The tech nervously leaves to: “check with the doctor that the films are clear and shot from the correct angles and stuff.” Even I know that’s technician-speak for: “Uh Oh. Must find DOCTOR.”
Denial is great. I shrug. Decide my body couldn’t handle all the frosting I was ingesting (whoops…my bad) so it helpfully created a nice frosting lump behind my elbow, where it wouldn’t be noticeable.
Heyyyyyy…It’s a buttercream tumor! On my funny bone! I can’t wait to tell everyone: it will be a piece of cake to remove. It has to go, because it’s on my Last Nerve! HA HA HA HA HA HA ha ha ha ha ha….um…niggle niggle…ha?
I go back to my detective novel.
Dr. Radiologist comes in. “Can I…see…it?”, she asks tentatively, sounding nothing like the professional doctor she obviously is.
Oddly, she has the voice of a woman in Tiffany’s asking the saleslady if she could just look at a gazillion carat diamond ring.
“Uh. Sure”, I say, and poke my elbow into the air.
“Can I…touch it…?” she asks, in – I swear – the reverent voice of a woman asking to TRY THE RING ON.
“Sure?”, I say. She’s not going to try to take it, um, out of the box, is she?
I hear excited whispering outside the exam room door. “No it’s in there. Just wait. Maybe we can see it!! Shhhhhh!!! Did anyone tell Meghan…?”
My unusual lump started an epic odyssey of specialist surgeon visits, MRI’s, blood tests, and immediate surgery scheduling. Not a fatty tumor. Apparently a tumor so rare, most specialists never see it in their life time.
I don’t do immediate. I’m not good with ch*nge. I tried hard not to panic when the first surgeon said, “Let’s see, today is Friday…Sue call St. Mary’s and see if we can book an OR for Monday.”
MONDAY? As in Saturday, Sunday, MONDAY??? This whole time I’d been thinking…January…was doable.
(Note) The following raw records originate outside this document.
PR #1174, opened 2020-07-17
Move PayFrameHelper.load() to PaymentsAsyncClient's ctor

elijahsoria:
PayFrameHelper.load() is being called before the pay client is instantiated, which means that it drops cookies before pay is in use. Moving it to the ctor of PaymentsAsyncClient should solve the issue.

The problem is that we can't test this change fully since we can't use experiments and Pay doesn't work for local environments, so we will have to test this change in Qual before creating a prod swg-js release.


elijahsoria:
Create an issue to update third_party/gpay and get the sync between the main codebase and swg-js to work again: https://github.com/subscriptions-project/swg-js/issues/1177

PR #1186, opened 2020-07-28
Removes Pay Client Experiment Guards

elijahsoria:
Moves the code from the PAY_CLIENT_LAZYLOAD experiment into production. Removes unnecessary tests. This is essentially putting https://github.com/subscriptions-project/swg-js/pull/1154 into production, meaning that payments prefetch calls will now happen upon start instead of in PayClient's constructor.


jpettitt:
Let's hold off on this, set the experiment to 100% in the deploy code and after it's been there for a week without breaking anything then remove the experiment code.

ChrisAntaki (approved):

PR #1193, opened 2020-07-31
Upgrade Closure Compiler so it runs in Java 11

mborof:
This gets the compiler to basically run but does not fix some syntax errors.


mborof:
The actual compiler is now being invoked successfully but something has changed in referencing when doing imports.  The system can't find imports that are not under the "src" directory

PR #1195, opened 2020-08-01
SwG Builds in Java 11

mborof:
This PR fixes our compiler so it can run in Java 11. Unfortunately, there is some kind of difference between a local build and a travis build. This fix passes Travis. I will follow up on how to fix the local build system.


mborof:
This PR fixes our compiler so it can run in Java 11.  Unfortunately, there is some kind of difference between a local build and a travis build.  This fix passes Travis.  I will follow up on how to fix the local build system.

package.json
```diff
@@ -56,6 +56,7 @@
     "fancy-log": "1.3.3",
     "fs-extra": "9.0.1",
     "glob": "7.1.6",
+    "google-closure-compiler": "^20200719.0.0",
     "gulp": "4.0.2",
     "gulp-closure-compiler": "0.4.0",
```
qidonna, line 61: remove this dep?

PR #1200, opened 2020-08-03
Create a hashing utility

mborof:


src/utils/string.js
```diff
@@ -165,3 +166,37 @@ export function getUuid() {
...
+  for (let i = 0; i < view.byteLength; i += 4) {
+    // toString(16) will give the hex representation of the number without padding
+    const stringValue = view.getUint32(i).toString(16);
+    hexCodes.push(padString(stringValue, PADDING));
+  }
+  return hexCodes.join('');
+}
+
+/**
+ * @param {string} stringToHash
```
ChrisAntaki, line 193: Please add a comment for this method

src/utils/string.js
```diff
@@ -165,3 +166,37 @@ export function getUuid() {
 export function getSwgTransactionId() {
   return getUuid() + '.swg';
 }
+
+/**
+ * Returns a string who's length matches the length of format.
```
ChrisAntaki, line 171: Please update "who's" to "whose"

src/utils/string-test.js
```diff
@@ -162,3 +163,19 @@ describe('swgTransactionId', () => {
     }
   });
 });
+
+describe('hash', async () => {
+  it('should create 128 character hexadecimal hashes', async () => {
+    let result = null;
```
ChrisAntaki, line 169: Please combine this line and the line below it. Ex: `const result = await ...`

src/utils/string-test.js
```diff
@@ -162,3 +163,19 @@ describe('swgTransactionId', () => {
...
+    await hash('string1').then((h) => (result = h));
+    expect(result.length).to.equal(128);
+  });
+
+  it('should create unique hashes', async () => {
+    let hash1 = null;
+    let hash2 = null;
```
ChrisAntaki, line 176: Please use the values of the `await` expressions to define these variables more succinctly. Ex: `const hash1 = await ...`

src/utils/string-test.js
```diff
@@ -162,3 +163,19 @@ describe('swgTransactionId', () => {
     }
   });
 });
+
+describe('hash', async () => {
+  it('should create 128 character hexadecimal hashes', async () => {
+    let result = null;
+    await hash('string1').then((h) => (result = h));
+    expect(result.length).to.equal(128);
```
ChrisAntaki, line 171: Please check against an actual hash value instead of length

src/utils/string.js
mborof: To be honest, I'm not sure what a good comment is for this function.

ChrisAntaki: Could you describe what it does, and what if might be used for?

src/utils/string-test.js
mborof: I'm not sure I agree in this case, we can discuss over chat if you'd like.  I did improve the tests some.

PR #1205, opened 2020-08-10
DRAFT Metering

ChrisAntaki:


examples/sample-pub/publisher.js
```diff
@@ -144,6 +144,36 @@ function startFlowAuto() {
...
+      subsciptions
+        .getEntitlements({
+          metering: {
+            userState: {
+              id:
+                'user5901e3f7a7fc5767b6acbbbaa927d36f5901e3f7a7fc5767b6acbbbaa927',
+              attributes: [
+                {
+                  name: 'registered_user',
+                  timestamp: (Date.now() / 1000) | 0,
```
jpettitt, line 158: What's with the  `| 0`

examples/sample-pub/publisher.js
```diff
@@ -144,6 +144,36 @@ function startFlowAuto() {
...
+              ],
+            },
+          },
+        })
+        .then((entitlements) => {
+          if (entitlements.enablesThisWithGoogleMetering()) {
+            console.log('Hey Google, thanks for the metering entitlement.');
+          } else {
+            console.log(
+              'I was promised metering entitlements... (╯°□°)╯︵ ┻━┻'
```
jpettitt, line 169: Change to "Sorry no meter entitlements today"

jpettitt:
Looks good so far. LMK when you've done pingback and I'll add the amp-subscriptions-google support.

examples/sample-pub/publisher.js
ChrisAntaki: It's a bit faster than using `Math.floor`. I updated the code to use `Math.floor` instead for readability. This will also help the example be more future proof, since the bitwise OR 0 trick only works up to values of 2^31−1. :hourglass_flowing_sand:

examples/sample-pub/publisher.js
ChrisAntaki: The message has been updated

ChrisAntaki:
Sounds good, I'll borrow from Matt's PR #1166 for the pingback

examples/sample-pub/publisher.js
```diff
@@ -144,6 +144,41 @@ function startFlowAuto() {
...
+      subscriptions
+        .getEntitlements({
+          metering: {
+            state: {
+              id:
+                'user5901e3f7a7fc5767b6acbbbaa927d36f5901e3f7a7fc5767b6acbbbaa927',
+              standardAttributes: [
+                {
+                  name: 'registered_user', // standard_registered_user
+                  timestamp: Math.floor(Date.now() / 1000),
```
jpettitt, line 158: This time must not change (unless the date the user registered changed :-).  Using `Date.now()` makes it appear that user data has changed on every page.   The timestamp is the time the attribute last changed.

examples/sample-pub/publisher.js
```diff
@@ -144,6 +144,41 @@ function startFlowAuto() {
...
+                },
+              ],
+              customAttributes: [
+                {
+                  name: 'newsletter_subscriber', // custom_newsletter_subscriber
+                  timestamp: Math.floor(Date.now() / 1000),
```
jpettitt, line 164: As above

src/runtime/entitlements-manager.js
```diff
@@ -108,12 +119,25 @@ export class EntitlementsManager {
...
    * @return {!Promise<!Entitlements>}
    */
-  getEntitlements(encryptedDocumentKey) {
+  getEntitlements(params) {
+    // Remain backwards compatible by accepting
+    // `encryptedDocumentKey` string as a first param.
+    if (typeof params === 'string') {
+      // TODO: Delete the fallback if nobody needs it. Use a log to verify.
+      warn(
+        `[swg.js:getEntitlements]: The first param of getEntitlements() should be an object of type GetEntitlementsParams.`
```
jpettitt, line 131: ... if present ...

jpettitt: Maybe comment out the warn until we have the matching AMP code deployed so as not to confuse people..

src/runtime/entitlements-manager.js
```diff
@@ -356,75 +402,157 @@ export class EntitlementsManager {
...
+              encodeURIComponent(params.encryption.encryptedDocumentKey)
+          );
+          delete params.encryption;
+        }
+
+        // Add metering params.
+        const productId = this.pageConfig_.getProductId();
+        if (productId && params && params.metering && params.metering.state) {
+          // Populate fields.
+          params.metering.clientTypes = [1];
```
jpettitt, line 501: ?  ENUM?

src/runtime/entitlements-manager.js
```diff
@@ -356,75 +402,157 @@ export class EntitlementsManager {
...
-      encodeURIComponent(this.publicationId_) +
-      '/entitlements';
-    if (encryptedDocumentKey) {
-      url += '?crypt=' + encodeURIComponent(encryptedDocumentKey);
-    }
-    return this.fetcher_
-      .fetchCredentialedJson(serviceUrl(url))
-      .then((json) => this.parseEntitlements(json));
+  fetch_(params) {
+    return hash(getCanonicalUrl(this.deps_.doc()))
```
jpettitt, line 484: Better to build a new params object than mess the the one passed - a) the caller might be surprised their object got trashed and b) they may have crap in there we don't care about.  If you make a new object you know exactly what's in it.

ChrisAntaki: Good call, the code is now creating a new object

src/runtime/entitlements-manager.js
ChrisAntaki: I created a new enum (`MeterClientTypes`) with a `LICENSED_BY_GOOGLE` (`1`) value

src/runtime/entitlements-manager.js
ChrisAntaki: I added a `Date.now()` which will block this warning for 2 weeks

examples/sample-pub/publisher.js
ChrisAntaki: I added a variable that defines a specific time.
`const timestamp = 1597686771`

examples/sample-pub/publisher.js
```diff
@@ -144,6 +144,43 @@ function startFlowAuto() {
...
+                  timestamp,
+                },
+              },
+            },
+          },
+        })
+        .then((entitlements) => {
+          if (entitlements.enablesThisWithGoogleMetering()) {
+            console.log(
+              'Consuming Google metering entitlement from Publisher JS'
```
chenshay, line 174: Can you please add more detail / comments / links to docs / etc? If I'm a developer on the publisher's side I won't understand what this does and why I want to put it in my code.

I needn’t have stressed over immediate. The medical community was jazzed. I felt like I was…correction…I felt like my tumor was about to hit the talk show circuit, and possibly end up with its own Mercedes. I waited in endless green rooms, doing coffee shots and waiting for the signal it was time to thrust my elbow in the air in front of an all white-coated crowd. Wait for the collective gasp. Oooohing and Ahhhing. If I could have sent my elbow to the appointments without me, I would have. It started begging me for celebrity sunglasses, hip-hop style.
I was lucky. The best nerve trauma surgeon in the country (referred to in medical circles simply as: The God) swept in and said to the other bickering neurosurgeons, “Neener neener, sorry about your luck underlings, it’s MINE.”
I raised my hand. “Yes?”, he said.
“Uh. Can I come too?”, I said.
I was feeling a little unclear on the concept: does the famous tumor go in, and the (thankfully) unimportant mother of the tumor wait outside?
“Sure”, he said, and smiled a killer Hollywood surgeon-smile, complete with tooth twinkle.
Tooth twinkles: a sure sign that things are not what they seem.
…to be continued.
(Spoiler alert: I’m fine. We don’t need to worry.)